> **Task**
Look through the material below for "places". Copy every line that contains it.

> **Data**
PR #367, opened 2025-07-30
Load gcg testing

truthmane:


src/impl/load.h
```diff
@@ -0,0 +1,24 @@
...
+  void *config;
+} DownloadGCGOptions;
+
+// helper functions for .gcg sources
+char *get_xt_gcg_string(const char *identifier, ErrorStack *error_stack);
+char *get_woogles_gcg_string(const char *identifier, ErrorStack *error_stack);
+char *get_local_gcg_string(const char *identifier, ErrorStack *error_stack);
+
+// main dispatcher function
+char *get_gcg_string(const DownloadGCGOptions *options, ErrorStack *error_stack);
```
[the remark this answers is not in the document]
truthmane: used to c++ professors telling me that i have to declare every single function in the header lol

src/impl/load.c
```diff
@@ -0,0 +1,289 @@
...
+  char *game_id_str = NULL;
+
+  // Check if this is a Cross-tables URL
+  if (strstr(identifier, "cross-tables.com") != NULL) {
+      // Extract game ID from URL parameter u=XXXXX using regex
+      regex_t regex;
+      regmatch_t matches[2];
+      
+      int regex_status = regcomp(&regex, "u=([0-9]+)", REG_EXTENDED);
+      if (regex_status != 0) {
```
jvc56, line 25: since the regex is constant failing compilation would be pretty bad, so we should do log_fatal instead I think.

src/impl/load.c
```diff
@@ -0,0 +1,289 @@
...
+          int start = matches[1].rm_so;
+          int end = matches[1].rm_eo;
+          int id_len = end - start;
+          
+          game_id_str = malloc_or_die(id_len + 1);
+          strncpy(game_id_str, identifier + start, id_len);
+          game_id_str[id_len] = '\0';
+      } else {
+          regfree(&regex);
+          error_stack_push(error_stack, ERROR_STATUS_CONFIG_LOAD_MISSING_ARG,
```
jvc56, line 42: Would be good to make a new enum for this that indicates the xt URL was missing the game id or malformed.

src/impl/load.c
```diff
@@ -0,0 +1,289 @@
...
+      // Check if it's a numeric game id
+      if (!is_all_digits_or_empty(identifier)){
+        return NULL;
+      }
+      game_id_str = string_duplicate(identifier);
+  }
+
+  char *gcg_content = NULL;
+
+  if (game_id_str) {
```
jvc56, line 58: You can remove this if check since it's guaranteed that game_id_str is nonnull at this point.

src/impl/load.c
```diff
@@ -0,0 +1,289 @@
...
+      
+      free(curl_cmd);
+      free(game_id_str);
+  }
+
+  if (!gcg_content || is_string_empty_or_whitespace(gcg_content) || 
+      strstr(gcg_content, "#player1") == NULL) {
+      free(gcg_content);
+      // Only push error if this was actually a cross-tables URL
+      if (strstr(identifier, "cross-tables.com") != NULL) {
```
jvc56, line 79: If the GCG content is screwed up we should probably return an error regardless of the identifier type. Some new error enum like "bad xt gcg" and a message saying the id, so that the error makes sense for both URL and game id input types.

src/impl/load.c
```diff
@@ -0,0 +1,289 @@
...
+                return NULL;
+            }
+        }
+        // It's alphanumeric and not all digits, assume it's a woogles game ID
+        game_id_str = string_duplicate(identifier);
+    }
+    
+    char *gcg_content = NULL;
+
+    if (game_id_str) {
```
jvc56, line 143: You can remove this if check for the same reason as above.

src/impl/load.c
```diff
@@ -0,0 +1,289 @@
...
+        // Use woogles API to get GCG content
+        char *curl_cmd = get_formatted_string("curl -s -H 'Content-Type: application/json' "
+                                              "https://woogles.io/api/game_service.GameMetadataService/GetGCG "
+                                              "-d '{\"game_id\":\"%s\"}'", game_id_str);
+        
+        char *response = get_process_output(curl_cmd);
+        free(curl_cmd);
+        free(game_id_str);
+        
+        if (response) {
```
jvc56, line 153: If the response is NULL we should just return an error which avoids the nesting.

src/impl/load.c
```diff
@@ -0,0 +1,289 @@
...
+            // Parse JSON response to extract GCG content
+            const char *gcg_start = strstr(response, "\"gcg\":\"");
```
jvc56, line 155: Same here, if gcg_start is NULL, return with an error to avoid the nesting.

src/impl/load.c
```diff
@@ -0,0 +1,289 @@
...
+            if (gcg_start) {
+                gcg_start += 7; // Skip "\"gcg\":\""
```
jvc56, line 157: Instead of "7" prefer to assign "\"gcg\":\"" to use a define statement at the top of the file to use above like  strstr(response, WOOGLES_GCG_START); and use gcg_start += string_length(WOOGLES_GCG_START);

That way if you need to change the string, you don't have to remember to edit two places.

src/impl/load.c
```diff
@@ -0,0 +1,289 @@
...
+                while (*gcg_end && *gcg_end != '"') {
+                    gcg_end++;
+                }
+                int gcg_len = gcg_end - gcg_start;
+                char *raw_gcg = malloc_or_die(gcg_len + 1);
+                strncpy(raw_gcg, gcg_start, gcg_len);
+                raw_gcg[gcg_len] = '\0';
+                
+                // Unescape JSON string using utility function
+                gcg_content = json_unescape_string(raw_gcg, error_stack);
```
jvc56, line 168: Check if the error stack is nonempty here and return if it is.

src/impl/load.c
```diff
@@ -0,0 +1,289 @@
...
+                free(raw_gcg);
+                
+                if (!gcg_content) {
```
jvc56, line 171: After adding the error stack check above, checking the gcg_content for NULL is unnecessary.

src/impl/load.c
```diff
@@ -0,0 +1,289 @@
...
+                    free(response);
+                    return NULL;
+                }
+            }
+            
+            free(response);
+        }
+    }
+    
+    if (!gcg_content || is_string_empty_or_whitespace(gcg_content) ||
```
jvc56, line 181: Since this is repeated from above, you can make a function called is_valid_gcg_content or something similar that can be called in both places.

src/impl/load.c
```diff
@@ -0,0 +1,289 @@
...
+        strstr(gcg_content, "#player1") == NULL) {
+        free(gcg_content);
+        // Only push error if this was actually a woogles URL
+        if (strstr(identifier, "woogles.io") != NULL) {
```
jvc56, line 185: Same as above, we should return an error for bad gcg_content for any identifier.

src/impl/load.c
```diff
@@ -0,0 +1,289 @@
...
+}
+
+char *get_local_gcg_string(const char *identifier, ErrorStack *error_stack) {
+    
+    // Try to open as local file
+    FILE *file = fopen(identifier, "r");
+    if (!file) {
+        return NULL;  // Not a valid local file - not our job
+    }
+    fclose(file);
```
jvc56, line 203: Instead of opening and closing the file, there's probably some more concise way in C to just check if the file exists and is readable.

src/impl/load.c
```diff
@@ -0,0 +1,289 @@
...
+    
+    // Read file content directly
+    char *gcg_content = get_string_from_file(identifier, error_stack);
```
jvc56, line 206: Check the error stack here and return if not empty.

src/impl/load.c
```diff
@@ -0,0 +1,289 @@
...
+
+    if (!gcg_content || is_string_empty_or_whitespace(gcg_content) ||
```
jvc56, line 208: Use the function described above for this.

src/impl/load.c
```diff
@@ -0,0 +1,289 @@
...
+        strstr(gcg_content, "#player1") == NULL) {
+        free(gcg_content);
+        error_stack_push(error_stack, ERROR_STATUS_FILEPATH_FILE_NOT_FOUND,
```
jvc56, line 211: I think a new error enum here is appropriate, something like "bad local file gcg content" or something.

src/impl/load.c
```diff
@@ -0,0 +1,289 @@
...
+        return NULL;
+    }
+
+    return gcg_content;
+}
+
+char *get_gcg_string(const DownloadGCGOptions *options, ErrorStack *error_stack) {
+  
+    if (!options || !options->source_identifier) {
+        error_stack_push(error_stack, ERROR_STATUS_CONFIG_LOAD_MISSING_ARG,
```
jvc56, line 222: You can make this a log_fatal since it should eventually be impossible for the user to trigger this due to previous checks.

src/impl/load.c
```diff
@@ -0,0 +1,283 @@
...
+                         string_duplicate("Invalid options or missing source_identifier"));
+        return NULL;
+    }
+    const char *identifier = options->source_identifier;
+    
+    // Try Cross-tables first 
+    char *gcg_string = get_xt_gcg_string(identifier, error_stack);
+    if (!error_stack_is_empty(error_stack)) {
+        return NULL;  // Fatal error occurred
```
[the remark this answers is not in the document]
jvc56: You can remove the // Fatal error occurred comment since the error isn't fatal. Same for the ones below.

src/impl/load.c
```diff
@@ -0,0 +1,289 @@
...
+    // If we get here, nothing worked
+    error_stack_push(error_stack, ERROR_STATUS_FILEPATH_FILE_NOT_FOUND,
+                     get_formatted_string("Could not load GCG from any source: %s", 
+                                          options->source_identifier));
+    return NULL;
+}
+
+void download_gcg(const DownloadGCGOptions *options, GameHistory *game_history, ErrorStack *error_stack) {
+    if (!options || !game_history) {
+        error_stack_push(error_stack, ERROR_STATUS_CONFIG_LOAD_MISSING_ARG,
```
jvc56, line 264: Make this a log_fatal since this shouldn't be possible.

src/impl/load.c
```diff
@@ -0,0 +1,289 @@
...
+    }
+
+    // Validate config is provided for parsing
+    Config *config_to_use = options->config;
+    if (!config_to_use) {
+        error_stack_push(error_stack, ERROR_STATUS_CONFIG_LOAD_MISSING_ARG,
+                         string_duplicate("GCG content downloaded successfully but parsing requires a valid config"));
+        free(gcg_content);
+        return;
+    }
```
jvc56, line 282: I think it's fine to delete this and assume the Config is always in the options.

src/util/string_util.c
```diff
@@ -800,3 +800,37 @@ double string_to_double(const char *str, ErrorStack *error_stack) {
...
 }
+
+char *json_unescape_string(const char *json_string, ErrorStack *error_stack) {
+  if (!json_string) {
+    error_stack_push(error_stack, ERROR_STATUS_CONFIG_LOAD_MISSING_ARG,
+                     string_duplicate("json_string cannot be null"));
+    return NULL;
+  }
+  
+  int input_len = strlen(json_string);
```
jvc56, line 811: You can remove the error check and just use string_length(json_string), which will log_fatal on NULL, and so I guess you can remove error_stack from the signature at that point.

test/load_test.c
```diff
@@ -0,0 +1,294 @@
...
+    printf("Skipping cross-tables integration test (set MAGPIE_INTEGRATION_TESTS=1 to enable)\n");
+    return;
+  }
+
+  GameHistory *game_history = game_history_create();
+  ErrorStack *error_stack = error_stack_create();
+
+  // Test with a known working cross-tables game URL
+  // Using a classic game that should be stable on cross-tables
+  Config *config = config_create_default_with_data_paths(error_stack, "data");
```
jvc56, line 27: Prefer to use config_create_or_die for all tests, that way you don't need to check for creation success.

test/load_test.c
```diff
@@ -0,0 +1,294 @@
...
+  } else {
+    // Basic validation that we got a valid game
+    assert(game_history_get_number_of_events(game_history) > 0);
+    
+    // Check that we have players
+    assert(game_history_both_players_are_set(game_history));
+    
+    printf("Cross-tables integration test passed: loaded %d game events\n",
+           game_history_get_number_of_events(game_history));
+  }
```
jvc56, line 60: This section (and similar sections below) is a good candidates for refactoring out into a new test helper function, something like "validate_download_gcg" which takes just the options as an argument and asserts that:

 - error stack is empty
 - game history has some events
 - both player names are set

You can create and destroy the game history and error stack in this new function so you don't have to do it every time for each test.

jvc56: You could also make this function handle the error cases as well by passing in the expected error stack error enum and asserting that as well.

jvc56:
Last few things before we merge:

 - Use config_create_or_die instead of other config creation function in the tests
 - Update validate_download_gcg to have the following signature:

```
void validate_download_gcg(const char *source_identifier, error_code_t expected_error)
```
and have it create it's own config and options to reduce repeated code in the tests.
 - I forgot about this before (that's my bad), but we should add a "download from URL" option that just downloads a GCG from a given URL. This should be after the woogles download but before the local download. It will be very similar to the current xt download except that you don't even have to construct the URL, you just try downloading using the given source identifier if it looks like a URL.

src/impl/load.c
```diff
@@ -20,6 +20,29 @@ char *get_xt_gcg_string(const char *identifier, ErrorStack *error_stack) {
 
   // Check if this is a Cross-tables URL
   if (strstr(identifier, "cross-tables.com") != NULL) {
+      // Check if it's a direct GCG URL first
+      if (strstr(identifier, "cross-tables.com/annotated/selfgcg") != NULL) {
```
jvc56, line 24: This one's my bad, I should have clarified that I meant a URL from any source, not necessarily cross-tables, so we should probably move this to it's own "get_url_gcg_string" function or something.

test/load_test.c
```diff
@@ -32,168 +38,86 @@ void validate_download_gcg(const DownloadGCGOptions *options, error_code_t expec
...
+  test_xt_url_conversion();
+  test_xt_game_id();
+  test_xt_direct_url();
   printf("Cross-tables tests completed.\n\n");
   
   printf("=== Woogles Tests ===\n");
-  test_woogles_url_recognition();
-  test_woogles_integration();
+  test_woogles_url_conversion();
+  test_woogles_game_id();
```
jvc56, line 120: We can simplify even further by just directly calling validate_download_gcg from here and inline the source identifier like:

```
validate_download_gcg("/tmp/nonexistent_file.gcg", ERROR_STATUS_FILEPATH_FILE_NOT_FOUND);
```

for each function call.

jvc56 (commented):
If regcomp fails for any of the woogles, xt, or URL functions, call "log_fatal" instead of returning NULL since that shouldn't be possible.

jvc56:
LGTM! Merge this in at your convenience.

> **Worked solution**
That way if you need to change the string, you don't have to remember to edit two places.
jvc56, line 181: Since this is repeated from above, you can make a function called is_valid_gcg_content or something similar that can be called in both places.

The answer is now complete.